> _Data provided_:
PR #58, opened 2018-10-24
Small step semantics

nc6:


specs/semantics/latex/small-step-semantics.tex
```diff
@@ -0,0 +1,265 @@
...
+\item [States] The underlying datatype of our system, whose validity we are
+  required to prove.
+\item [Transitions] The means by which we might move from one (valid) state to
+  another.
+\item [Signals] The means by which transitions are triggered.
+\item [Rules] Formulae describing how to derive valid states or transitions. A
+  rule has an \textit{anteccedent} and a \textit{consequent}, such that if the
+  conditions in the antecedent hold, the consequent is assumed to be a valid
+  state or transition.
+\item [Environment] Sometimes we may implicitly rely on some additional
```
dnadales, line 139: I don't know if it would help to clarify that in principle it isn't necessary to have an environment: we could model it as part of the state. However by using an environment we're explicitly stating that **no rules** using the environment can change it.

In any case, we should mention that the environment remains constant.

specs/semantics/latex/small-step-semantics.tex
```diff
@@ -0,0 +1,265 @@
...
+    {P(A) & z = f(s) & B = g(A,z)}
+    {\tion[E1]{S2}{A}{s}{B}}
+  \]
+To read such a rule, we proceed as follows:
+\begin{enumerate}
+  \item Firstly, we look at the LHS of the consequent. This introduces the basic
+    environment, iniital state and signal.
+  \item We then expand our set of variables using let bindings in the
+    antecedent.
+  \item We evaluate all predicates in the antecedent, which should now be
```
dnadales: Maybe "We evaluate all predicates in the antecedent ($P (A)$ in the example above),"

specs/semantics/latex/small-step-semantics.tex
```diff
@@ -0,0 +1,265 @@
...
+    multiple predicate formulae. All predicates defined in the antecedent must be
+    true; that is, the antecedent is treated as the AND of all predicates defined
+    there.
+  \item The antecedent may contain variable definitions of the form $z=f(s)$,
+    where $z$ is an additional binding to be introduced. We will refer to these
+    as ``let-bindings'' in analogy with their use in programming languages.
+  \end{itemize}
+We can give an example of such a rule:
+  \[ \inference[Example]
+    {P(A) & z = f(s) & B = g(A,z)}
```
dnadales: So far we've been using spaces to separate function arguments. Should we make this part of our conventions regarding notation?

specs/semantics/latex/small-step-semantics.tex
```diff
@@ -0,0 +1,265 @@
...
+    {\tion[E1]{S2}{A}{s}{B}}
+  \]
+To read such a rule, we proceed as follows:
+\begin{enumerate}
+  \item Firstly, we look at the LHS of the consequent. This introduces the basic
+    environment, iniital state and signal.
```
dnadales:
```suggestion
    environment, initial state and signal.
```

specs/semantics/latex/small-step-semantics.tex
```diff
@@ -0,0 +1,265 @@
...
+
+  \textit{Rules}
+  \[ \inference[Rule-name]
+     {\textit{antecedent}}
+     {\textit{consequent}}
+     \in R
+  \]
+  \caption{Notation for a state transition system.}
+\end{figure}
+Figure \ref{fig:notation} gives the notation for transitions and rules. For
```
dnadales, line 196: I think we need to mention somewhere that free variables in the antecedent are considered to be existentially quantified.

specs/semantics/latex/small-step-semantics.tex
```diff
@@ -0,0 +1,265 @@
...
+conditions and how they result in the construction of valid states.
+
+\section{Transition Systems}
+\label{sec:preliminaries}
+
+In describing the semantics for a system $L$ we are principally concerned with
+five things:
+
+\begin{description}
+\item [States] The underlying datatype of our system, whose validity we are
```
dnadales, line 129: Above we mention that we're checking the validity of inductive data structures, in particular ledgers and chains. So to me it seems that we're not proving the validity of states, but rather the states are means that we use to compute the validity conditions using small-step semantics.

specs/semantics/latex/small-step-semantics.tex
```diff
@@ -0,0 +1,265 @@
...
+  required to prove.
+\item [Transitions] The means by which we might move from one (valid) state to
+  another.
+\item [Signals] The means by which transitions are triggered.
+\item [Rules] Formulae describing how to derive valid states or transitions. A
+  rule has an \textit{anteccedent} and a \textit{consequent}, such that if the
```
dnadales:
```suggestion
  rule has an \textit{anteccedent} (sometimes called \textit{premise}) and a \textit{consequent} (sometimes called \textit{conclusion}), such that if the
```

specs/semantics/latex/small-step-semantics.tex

==

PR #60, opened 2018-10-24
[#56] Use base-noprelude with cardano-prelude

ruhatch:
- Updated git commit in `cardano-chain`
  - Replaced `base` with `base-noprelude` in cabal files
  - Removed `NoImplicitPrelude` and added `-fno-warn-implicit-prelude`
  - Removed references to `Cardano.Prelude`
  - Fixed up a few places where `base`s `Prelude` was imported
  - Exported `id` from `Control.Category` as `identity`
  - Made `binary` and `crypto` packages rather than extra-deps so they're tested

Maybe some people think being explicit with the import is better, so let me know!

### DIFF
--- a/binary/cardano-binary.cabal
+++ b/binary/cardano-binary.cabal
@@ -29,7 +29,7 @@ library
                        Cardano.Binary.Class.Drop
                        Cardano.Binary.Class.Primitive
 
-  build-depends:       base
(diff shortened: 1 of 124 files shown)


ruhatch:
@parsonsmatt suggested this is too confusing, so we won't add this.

> _Exercise brief_: Lines that contain the string "defined" should be copied from the material above.

> _Written solution_:
+    multiple predicate formulae. All predicates defined in the antecedent must be
+    true; that is, the antecedent is treated as the AND of all predicates defined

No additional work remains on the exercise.